GRP78, a well characterized chaperone in the endoplasmic reticulum, is critical to the unfolded protein response. As Lee (2007) states:

The glucose-regulated protein GRP78, also referred to as BiP (immunoglobulin heavy-chain binding protein), was discovered in the late 1970s together with GRP94 and GRP58 as cellular proteins induced by glucose starvation. Residing primarily in the ER, GRP78 belongs to the HSP70 protein family, which plays critical roles in the stress of oncogenesis.

In addition to facilitating proper protein folding, preventing intermediates from aggregating, and targeting misfolded protein for proteasome degradation, GRP78 also binds Ca2+ and serves as an ER stress signaling regulator. In nonstressed cells, GRP78 binds to ER transmembrane sensor proteins PERK, IRE1, and ATF6 and maintains them in an inactive form. When unfolded proteins pull GRP78 away from them, these pathways are activated, sending signals to the nucleus to trigger the UPR.

As Pootrakul et al state:

The glucose-regulated proteins (GRP) were initially identified as such in transformed chick embryo fibroblasts growing in glucose-deprived medium. The most well studied member of the GRP family is Grp78, a 78-kDa protein also recognized as immunoglobulin heavy-chain binding protein (BiP).Normal functions of Grp78, which resides in the endoplasmic reticulum (ER) lumen, include proper folding and assembly of other polypeptides leading to formation of functional proteins, retention of unassembled precursors to the ER, targeting mis-folded protein for degradation, ER Ca2+ binding, and the regulation of trans-membrane ER stress inducers. 

The involvement if Grp78 in enhanced cell survival is suggested by the remarkable elevation of GRP78 transcription rates under various stress conditions.

Recently, Grp78 has been shown to directly interact with intermediates of the apoptotic pathway, blocking caspase activation, where Grp78induction results in increased cell survival and inhibition of apoptosis.
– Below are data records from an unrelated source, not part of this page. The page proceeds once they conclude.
PR #1551, opened 2020-03-27
Add FlakyWindows tags to the hover suite

ckipp01:
This test has been failing quite often on windows. Following up on the comment on one of the recents prs, I'm marking the `basic-rambo` test in the hover suite as `FlakyWindows`

### DIFF
--- a/tests/unit/src/test/scala/tests/HoverLspSuite.scala
+++ b/tests/unit/src/test/scala/tests/HoverLspSuite.scala
@@ -4,7 +4,7 @@ import scala.meta.internal.metals.Directories
 
 class HoverLspSuite extends BaseLspSuite("hover") with TestHovers {
 
-  test("basic") {
+  test("basic".tag(FlakyWindows)) {
     for {
       _ <- server.initialize(
         """/metals.json
@@ -22,7 +22,7 @@ class HoverLspSuite extends BaseLspSuite("hover") with TestHovers {
     } yield ()
   }
 
-  test("basic-rambo") {
+  test("basic-rambo".tag(FlakyWindows)) {
     for {
       _ <- server.initialize(
         """|/a/src/main/scala/a/Main.scala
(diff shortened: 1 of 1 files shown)


tgodzik:
I think the whole suite is flaky on Windows though, getting empty output sometimes. We might need to do a retry for hover or try to fix it on Windows at some point.

ckipp01:
> I think the whole suite is flaky on Windows though, getting empty output sometimes. We might need to do a retry for hover or try to fix it on Windows at some point.

Is it possible to "tag" a suite in munit?

olafurpg:
@ckipp01 I think you can edit the comment because you're a member of the Scalameta organization.

There's no way to tag an entire test suite but you can implement it with test transform, something like this
```
val flakyWindowsSuiteTransform = new TestTransform("FlakyWindowsSuite", _.tag(FlakyWindows))
override def munitTestTransforms = super.munitTestTransforms ++ List(flakyWindowsSuiteTransform)
```

ckipp01:
> @ckipp01 I think you can edit the comment because you're a member of the Scalameta organization.
> 
> There's no way to tag an entire test suite but you can implement it with test transform, something like this
> 
> ```
> val flakyWindowsSuiteTransform = new TestTransform("FlakyWindowsSuite", _.tag(FlakyWindows))
> override def munitTestTransforms = super.munitTestTransforms ++ List(flakyWindowsSuiteTransform)
> ```

Ah, of course. This is a great idea. I've gone ahead and done this.

ckipp01:
Pr to make hovers suite flaky on windows.... hover suite fails build. 🙄 

```
[error] ==> X tests.HoverLspSuite.basic-rambo  2.524s munit.FailException: D:\a\metals\metals\tests\unit\src\test\scala\tests\HoverLspSuite.scala:43 Obtained empty output!
[error] 42:      )
[error] 43:      _ <- server.assertHover(
[error] 44:        "a/src/main/scala/a/Main.scala",
```
@olafurpg did I do this wrong?

olafurpg:
The order matter so the new transform needs to come first 😅 my bad sorry!

ckipp01:
> The order matter so the new transform needs to come first 😅 my bad sorry!

haha, figures. No worries. I went ahead and instead just tagged them all in the suite since there is only a few of them.

PR #1556, opened 2020-03-28
Update lsp4j-debug

ckipp01:
This pr updates the lsp4j-debug dependency.

### DIFF
--- a/tests/unit/src/main/scala/scala/meta/internal/metals/debug/Debugger.scala
+++ b/tests/unit/src/main/scala/scala/meta/internal/metals/debug/Debugger.scala
@@ -76,7 +76,7 @@ final class Debugger(server: RemoteServer)(implicit ec: ExecutionContext) {
     server.setBreakpoints(args).asScala
   }
 
-  def step(threadId: Long, nextStep: DebugStep): Future[Unit] = {
+  def step(threadId: Int, nextStep: DebugStep): Future[Unit] = {
     nextStep match {
       case DebugStep.Continue =>
         val args = new ContinueArguments()
@@ -100,7 +100,7 @@ final class Debugger(server: RemoteServer)(implicit ec: ExecutionContext) {
     }
   }
 
-  def stackFrame(threadId: Long): Future[StackFrame] = {
+  def stackFrame(threadId: Int): Future[StackFrame] = {
     for {
       frame <- stackTrace(threadId).map(_.getStackFrames.head)
       scopes <- scopes(frame.getId).map(_.getScopes)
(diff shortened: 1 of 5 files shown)


tests/unit/src/main/scala/scala/meta/internal/metals/debug/Debugger.scala
```diff
@@ -122,20 +122,20 @@ final class Debugger(server: RemoteServer)(implicit ec: ExecutionContext) {
 
   def stackTrace(thread: Long): Future[StackTraceResponse] = {
     val args = new StackTraceArguments
-    args.setThreadId(thread)
-    args.setLevels(1L)
+    args.setThreadId(thread.toInt)
+    args.setLevels(1L.toInt)
```
kpbochenek: 1L.toInt -> 1 
:)

ckipp01: 😬

tests/unit/src/main/scala/scala/meta/internal/metals/debug/Debugger.scala
```diff
@@ -122,20 +122,20 @@ final class Debugger(server: RemoteServer)(implicit ec: ExecutionContext) {
 
   def stackTrace(thread: Long): Future[StackTraceResponse] = {
```
kpbochenek: I would change `thread: Long` -> `threadId -> Int` (threadId is Int now)

ckipp01:
> In release notes of lsp4j: `In DebugProtocol fields which used to be defined as Long are now Integer`
> 
> I think we should update our internal variables to be `Int` for `threadId`, `frameId`, `variableReference` and `breakpoint->id` (all that changed Long -> Integer). Right now you only convert right before using lsp4j objects but internally we still represent them as Longs. Might be better to avoid `.toLong` and `.toInt` altogether
> 
> What I mean e.g.:
> `private val breakpoints = TrieMap.empty[Long, Breakpoint]` (should be [Int, Breakpoint]) etc.

Yea, that's probably a much better approach. I'll work on changing this over.

tests/unit/src/main/scala/scala/meta/internal/metals/debug/Debugger.scala
ckipp01: Do you think it also makes sense to then change both `def scopes` and also `def variables` to be `Int`s as well?

kpbochenek: yes because right now it is: Int from LSP -> convert to Long -> modify other thing -> convert to Int -> put into LSP (we could simply avoid `convert` step)

ckipp01: Sounds good. I changed these as well.

ckipp01:
Unrelated test failure on windows
```
 [error] Failed: Total 955, Failed 1, Errors 0, Passed 950, Skipped 4
[error] Failed tests:
[error] 	tests.NewFilesLspSuite
[error] (unit / Test / test) sbt.TestsFailedException: Tests unsuccessful
```

tgodzik:
> Unrelated test failure on windows
> 
> ```
>  [error] Failed: Total 955, Failed 1, Errors 0, Passed 950, Skipped 4
> [error] Failed tests:
> [error] 	tests.NewFilesLspSuite
> [error] (unit / Test / test) sbt.TestsFailedException: Tests unsuccessful
> ```

Looks like Windows specific flakiness, we can ignore it.
```
java.nio.file.AccessDeniedException: D:\a\metals\metals\tests\unit\target\e2e\new-files\new-case-class\a\src\main\scala\foo\Foo.scala
```

ckipp01:
> LGTM! It would be good if you could also try to check manually if debug/run still works before merging.

Yup, tested it locally to ensure that it was indeed working.

tgodzik:
> > LGTM! It would be good if you could also try to check manually if debug/run still works before merging.
> 
> Yup, tested it locally to ensure that it was indeed working.

Thanks!!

More recently, it has been identified on the cell surface, where it has many roles. On cancer cells, it functions as a signaling receptor coupled to proproliferative-antiapoptotic and promigratory mechanisms.

In the current study, Misra et al (2011) demonstrate that:

1. Ligation of prostate cancer cell surface GRP78 by its natural ligand, activated α2-macroglobulin (α2M*),

2. Results in a 2–3-fold up-regulation in the synthesis of prostate-specific antigen (PSA).

3. The PSA is secreted into the medium as an active proteinase, where it binds to native α2M.

4. The resultant α2M·PSA complexes bind to GRP78, causing a 1.5–2-fold increase in the activation of MEK1/2, ERK1/2, S6K, and Akt,

5. Which is coupled with a 2–3-fold increase in DNA and protein synthesis.

PSA is a marker for the progression of prostate cancer, but its mechanistic role in the disease is unclear. The present studies suggest that PSA may be involved in a signal transduction-dependent feedback loop, whereby it promotes a more aggressive behavior by human prostate cancer cells. We demonstrate this below:



Thus what does this tell us? Simply, there is now a well defined mechanism for PSA and % Free PSA and we can relate it to the pathways for PCa. This further strengthens the use of PSA despite what the Administration may say. Science is a strange thing at times, really!

References:

Feldman, B., D., Feldman, The Development of Androgen Independent Prostate Cancer, Nature Reviews Cancer, Vol 1, 2001, pp 34-45.

Gore, M., Eureka, 2011.

Lee, A., GRP78 Induction in Cancer, Can Res 2007 pp 3946-3499.

Misra, U., Ligation of Prostate Cancer Cell Surface GRP78 Activates a Proproliferative and Antiapoptotic Feedback Loop: A Role for Secreted Prostate-Specific Antigen, Jrl Bio Chem 2011, pp 1248-1259.

Pootrakul, L., et al, Expression of Stress Response Protein Grp78 is Associated with the Development of Castration Resistant Prostate Cancer. Hum Can Bio 2006 pp 5987-5993.